**Your instructions:**
Could you set down every record exactly as it appears?

**Data shown:**
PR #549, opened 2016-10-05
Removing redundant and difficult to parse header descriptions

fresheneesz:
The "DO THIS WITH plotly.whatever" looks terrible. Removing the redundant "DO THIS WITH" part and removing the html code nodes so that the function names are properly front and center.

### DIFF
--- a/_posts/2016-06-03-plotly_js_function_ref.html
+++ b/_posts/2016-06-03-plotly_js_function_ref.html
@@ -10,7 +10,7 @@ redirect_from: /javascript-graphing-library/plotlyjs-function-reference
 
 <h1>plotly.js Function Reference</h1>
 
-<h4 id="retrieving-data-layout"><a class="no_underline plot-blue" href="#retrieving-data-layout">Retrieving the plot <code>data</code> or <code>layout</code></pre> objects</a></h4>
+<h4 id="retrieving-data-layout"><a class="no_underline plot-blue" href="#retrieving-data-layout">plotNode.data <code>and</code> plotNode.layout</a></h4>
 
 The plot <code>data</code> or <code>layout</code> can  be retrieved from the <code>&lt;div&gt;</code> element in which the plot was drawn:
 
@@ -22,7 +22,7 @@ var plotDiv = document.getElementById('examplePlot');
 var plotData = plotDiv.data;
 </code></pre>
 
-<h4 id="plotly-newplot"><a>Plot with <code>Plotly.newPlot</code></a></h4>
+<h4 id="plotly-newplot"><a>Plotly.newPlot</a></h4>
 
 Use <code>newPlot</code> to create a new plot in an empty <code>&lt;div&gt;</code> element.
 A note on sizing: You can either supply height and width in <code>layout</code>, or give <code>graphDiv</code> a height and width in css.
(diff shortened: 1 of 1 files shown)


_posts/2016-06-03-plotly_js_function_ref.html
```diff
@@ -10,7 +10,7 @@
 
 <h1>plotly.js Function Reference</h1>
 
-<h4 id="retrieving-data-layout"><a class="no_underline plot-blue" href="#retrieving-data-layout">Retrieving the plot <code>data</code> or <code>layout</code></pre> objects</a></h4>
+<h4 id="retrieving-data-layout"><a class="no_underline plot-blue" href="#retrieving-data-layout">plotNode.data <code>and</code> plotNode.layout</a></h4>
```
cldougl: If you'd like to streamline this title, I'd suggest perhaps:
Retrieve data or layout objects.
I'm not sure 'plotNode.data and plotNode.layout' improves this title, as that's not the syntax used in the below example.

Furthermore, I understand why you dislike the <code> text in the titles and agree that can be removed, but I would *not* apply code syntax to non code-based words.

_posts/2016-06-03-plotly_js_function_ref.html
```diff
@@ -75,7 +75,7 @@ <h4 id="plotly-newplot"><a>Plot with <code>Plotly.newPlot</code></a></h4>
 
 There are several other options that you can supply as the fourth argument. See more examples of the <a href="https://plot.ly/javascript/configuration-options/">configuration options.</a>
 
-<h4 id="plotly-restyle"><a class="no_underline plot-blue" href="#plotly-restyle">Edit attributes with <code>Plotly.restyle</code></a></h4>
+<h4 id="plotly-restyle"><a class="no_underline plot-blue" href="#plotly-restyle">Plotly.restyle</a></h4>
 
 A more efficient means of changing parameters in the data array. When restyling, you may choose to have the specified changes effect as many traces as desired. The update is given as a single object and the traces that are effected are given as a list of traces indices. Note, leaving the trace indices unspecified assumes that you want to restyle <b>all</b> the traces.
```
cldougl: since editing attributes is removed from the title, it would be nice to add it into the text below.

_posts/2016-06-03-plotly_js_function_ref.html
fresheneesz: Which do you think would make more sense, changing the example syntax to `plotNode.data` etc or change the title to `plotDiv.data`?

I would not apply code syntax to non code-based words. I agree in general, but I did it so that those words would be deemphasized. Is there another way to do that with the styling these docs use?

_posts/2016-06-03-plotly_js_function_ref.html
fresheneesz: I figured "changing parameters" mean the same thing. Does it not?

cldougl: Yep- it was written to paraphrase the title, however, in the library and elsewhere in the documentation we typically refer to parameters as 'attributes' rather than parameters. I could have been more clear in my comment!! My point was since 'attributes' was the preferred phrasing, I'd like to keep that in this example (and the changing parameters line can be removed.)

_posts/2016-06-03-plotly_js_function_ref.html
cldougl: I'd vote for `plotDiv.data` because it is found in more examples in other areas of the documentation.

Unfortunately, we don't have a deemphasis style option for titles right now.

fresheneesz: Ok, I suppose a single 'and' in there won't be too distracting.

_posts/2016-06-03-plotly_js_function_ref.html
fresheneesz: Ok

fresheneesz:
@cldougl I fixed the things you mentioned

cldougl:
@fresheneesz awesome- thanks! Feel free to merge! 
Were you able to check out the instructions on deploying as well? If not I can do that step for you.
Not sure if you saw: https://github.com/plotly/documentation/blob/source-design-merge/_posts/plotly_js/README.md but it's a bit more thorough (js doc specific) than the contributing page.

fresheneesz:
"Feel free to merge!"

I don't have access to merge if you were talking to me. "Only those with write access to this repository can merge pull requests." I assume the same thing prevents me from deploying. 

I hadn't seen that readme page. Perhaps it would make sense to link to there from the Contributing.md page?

**Task response:**
PR #549, opened 2016-10-05
Removing redundant and difficult to parse header descriptions

fresheneesz:
The "DO THIS WITH plotly.whatever" looks terrible. Removing the redundant "DO THIS WITH" part and removing the html code nodes so that the function names are properly front and center.

### DIFF
--- a/_posts/2016-06-03-plotly_js_function_ref.html
+++ b/_posts/2016-06-03-plotly_js_function_ref.html
@@ -10,7 +10,7 @@ redirect_from: /javascript-graphing-library/plotlyjs-function-reference
 
 <h1>plotly.js Function Reference</h1>
 
-<h4 id="retrieving-data-layout"><a class="no_underline plot-blue" href="#retrieving-data-layout">Retrieving the plot <code>data</code> or <code>layout</code></pre> objects</a></h4>
+<h4 id="retrieving-data-layout"><a class="no_underline plot-blue" href="#retrieving-data-layout">plotNode.data <code>and</code> plotNode.layout</a></h4>
 
 The plot <code>data</code> or <code>layout</code> can  be retrieved from the <code>&lt;div&gt;</code> element in which the plot was drawn:
 
@@ -22,7 +22,7 @@ var plotDiv = document.getElementById('examplePlot');
 var plotData = plotDiv.data;
 </code></pre>
 
-<h4 id="plotly-newplot"><a>Plot with <code>Plotly.newPlot</code></a></h4>
+<h4 id="plotly-newplot"><a>Plotly.newPlot</a></h4>
 
 Use <code>newPlot</code> to create a new plot in an empty <code>&lt;div&gt;</code> element.
 A note on sizing: You can either supply height and width in <code>layout</code>, or give <code>graphDiv</code> a height and width in css.
(diff shortened: 1 of 1 files shown)


_posts/2016-06-03-plotly_js_function_ref.html
```diff
@@ -10,7 +10,7 @@
 
 <h1>plotly.js Function Reference</h1>
 
-<h4 id="retrieving-data-layout"><a class="no_underline plot-blue" href="#retrieving-data-layout">Retrieving the plot <code>data</code> or <code>layout</code></pre> objects</a></h4>
+<h4 id="retrieving-data-layout"><a class="no_underline plot-blue" href="#retrieving-data-layout">plotNode.data <code>and</code> plotNode.layout</a></h4>
```
cldougl: If you'd like to streamline this title, I'd suggest perhaps:
Retrieve data or layout objects.
I'm not sure 'plotNode.data and plotNode.layout' improves this title, as that's not the syntax used in the below example.

Furthermore, I understand why you dislike the <code> text in the titles and agree that can be removed, but I would *not* apply code syntax to non code-based words.

_posts/2016-06-03-plotly_js_function_ref.html
```diff
@@ -75,7 +75,7 @@ <h4 id="plotly-newplot"><a>Plot with <code>Plotly.newPlot</code></a></h4>
 
 There are several other options that you can supply as the fourth argument. See more examples of the <a href="https://plot.ly/javascript/configuration-options/">configuration options.</a>
 
-<h4 id="plotly-restyle"><a class="no_underline plot-blue" href="#plotly-restyle">Edit attributes with <code>Plotly.restyle</code></a></h4>
+<h4 id="plotly-restyle"><a class="no_underline plot-blue" href="#plotly-restyle">Plotly.restyle</a></h4>
 
 A more efficient means of changing parameters in the data array. When restyling, you may choose to have the specified changes effect as many traces as desired. The update is given as a single object and the traces that are effected are given as a list of traces indices. Note, leaving the trace indices unspecified assumes that you want to restyle <b>all</b> the traces.
```
cldougl: since editing attributes is removed from the title, it would be nice to add it into the text below.

_posts/2016-06-03-plotly_js_function_ref.html
fresheneesz: Which do you think would make more sense, changing the example syntax to `plotNode.data` etc or change the title to `plotDiv.data`?

I would not apply code syntax to non code-based words. I agree in general, but I did it so that those words would be deemphasized. Is there another way to do that with the styling these docs use?

_posts/2016-06-03-plotly_js_function_ref.html
fresheneesz: I figured "changing parameters" mean the same thing. Does it not?

cldougl: Yep- it was written to paraphrase the title, however, in the library and elsewhere in the documentation we typically refer to parameters as 'attributes' rather than parameters. I could have been more clear in my comment!! My point was since 'attributes' was the preferred phrasing, I'd like to keep that in this example (and the changing parameters line can be removed.)

_posts/2016-06-03-plotly_js_function_ref.html
cldougl: I'd vote for `plotDiv.data` because it is found in more examples in other areas of the documentation.

Unfortunately, we don't have a deemphasis style option for titles right now.

fresheneesz: Ok, I suppose a single 'and' in there won't be too distracting.

_posts/2016-06-03-plotly_js_function_ref.html
fresheneesz: Ok

fresheneesz:
@cldougl I fixed the things you mentioned

cldougl:
@fresheneesz awesome- thanks! Feel free to merge! 
Were you able to check out the instructions on deploying as well? If not I can do that step for you.
Not sure if you saw: https://github.com/plotly/documentation/blob/source-design-merge/_posts/plotly_js/README.md but it's a bit more thorough (js doc specific) than the contributing page.

fresheneesz:
"Feel free to merge!"

I don't have access to merge if you were talking to me. "Only those with write access to this repository can merge pull requests." I assume the same thing prevents me from deploying. 

I hadn't seen that readme page. Perhaps it would make sense to link to there from the Contributing.md page?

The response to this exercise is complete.